#### EXCERPTED RECORDS ####

Issue #557, opened 2021-11-03
`StoppingCriterion` base class with boolean arithmetic


marvinpfoertner:
**Is your feature request related to a problem? Please describe.**
With the current implementation of stopping criteria, we can only use one criterion at a time.

**Give an example use case.**
For example, in a linear solver, we might want to be able to use a maximal number of iterations as a base stopping criterion, but at the same time we might want to stop early if the residual error and the posterior contraction are low. 

**Describe the solution you'd like.**
Overriding `__and__`, `__or__` and `__invert__` in a common base class for stopping criteria enables stopping criterion arithmetic. In this case, we will be able to express the example above as

```python
stopping_criterion = MaxIterations(1000) | (ResidualNorm(1e-10) & PosteriorContraction(1e-7))
```

PR #561, opened 2021-11-04
Base class `StoppingCriterion` for stopping criteria of probabilistic numerical methods.

### LINKED ISSUE #432: A single interface for stopping criteria in probnum
I think with #420, #283, and the existing stopping criteria in `filtsmooth`, we seem to be on our best way to introduce three objects that do mostly the same. 

While for the current PRs, this might be fine, we should keep this in mind and at least find a common interface, preferably use the same class of objects for all three. All three versions seem to compare absolute and relative errors, for example.

JonathanWenger:
# In a Nutshell
Introduces a common base class for stopping criteria and moves abstract components of PNMs into a dedicated subpackage.

# Detailed Description
The common base class `StoppingCriterion` supports boolean arithmetic, allowing for seamless combination of desired stopping criteria when constructing a (probabilistic) numerical method.

For example we can now do the following:
```python
stopping_criterion = MaxIterations(1000) | (ResidualNorm(1e-10) & PosteriorContraction(1e-7))
```

# Related Issues
Closes #432 and #557


src/probnum/filtsmooth/optim/_iterated_component.py
```diff
@@ -61,7 +61,9 @@ def __init__(
     ):
         self._component = component
         self.stopcrit = (
-            _stoppingcriterion.StoppingCriterion() if stopcrit is None else stopcrit
+            _stopping_criterion.FiltSmoothStoppingCriterion()
+            if stopcrit is None
+            else stopcrit
```
mmahsereci, line 66: multi-lines of these if-else constructions are not recommended due to readability.

src/probnum/filtsmooth/optim/_state_space_optimizer.py
```diff
@@ -2,14 +2,14 @@
 
 import abc
 
-from probnum.filtsmooth.optim import _stoppingcriterion
+from probnum.filtsmooth.optim import _stopping_criterion
```
mmahsereci, line 5: same here, simply import `FiltSmoothStoppingCriterion` directly.

src/probnum/filtsmooth/optim/_stopping_criterion.py
```diff
@@ -1,8 +1,10 @@
 """Stopping criteria for iterated filtering and smoothing."""
 import numpy as np
 
+from probnum import pnm
```
mmahsereci, line 4: Is there a reason you import the whole `pnm` module? same in other places. It would be good to at least do it uniformly and have an agreed style that we stick to.

src/probnum/pnm/_stopping_criterion.py
```diff
@@ -0,0 +1,92 @@
+"""Stopping criterion for a (probabilistic) numerical method."""
+
+import abc
+
+
+class StoppingCriterion(abc.ABC):
+    r"""Stopping criterion of a (probabilistic) numerical method.
```
mmahsereci, line 7: why is probabilistic in brackets? I suppose you mean that some of the stopping criteria can also be used by non-probabilistic methods. But since ProbNum only contains PNMs, we can drop the brackets here.

src/probnum/pnm/_stopping_criterion.py
```diff
@@ -0,0 +1,92 @@
...
+
+    Now let's modify the state such that the solver has reached a maximum number of iterations.
+
+    >>> state.iters = 1000
+    >>> stopcrit(state)
+    True
+
+    See Also
+    --------
+    LinearSolverStoppingCriterion : Stopping criterion of a probabilistic linear solver.
```
mmahsereci, line 67: Possibly add the FiltSmoothStoppingCriterion here.

mmahsereci (approved):
This looks neat, thanks a lot @JonathanWenger . I suppose the PR does not only introduce a common class for stopping criteria but also a new module `pnm` for shared base classes. I just have some minor comments on style of imports.

src/probnum/filtsmooth/optim/_state_space_optimizer.py
JonathanWenger: For some reason even without adding `StoppingCriterion` this change leads to cyclic imports.

JonathanWenger: Note that this issue is already present on `main` and is not introduced by this PR. Likely there are some cyclic dependencies within the `filtsmooth` package causing this.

####

-- WHAT THE EXERCISE ASKS --
Check each line of the data above for the string "reason", and copy the ones that have it.

-- SOLUTION TO THIS PROBLEM --
mmahsereci, line 4: Is there a reason you import the whole `pnm` module? same in other places. It would be good to at least do it uniformly and have an agreed style that we stick to.
JonathanWenger: For some reason even without adding `StoppingCriterion` this change leads to cyclic imports.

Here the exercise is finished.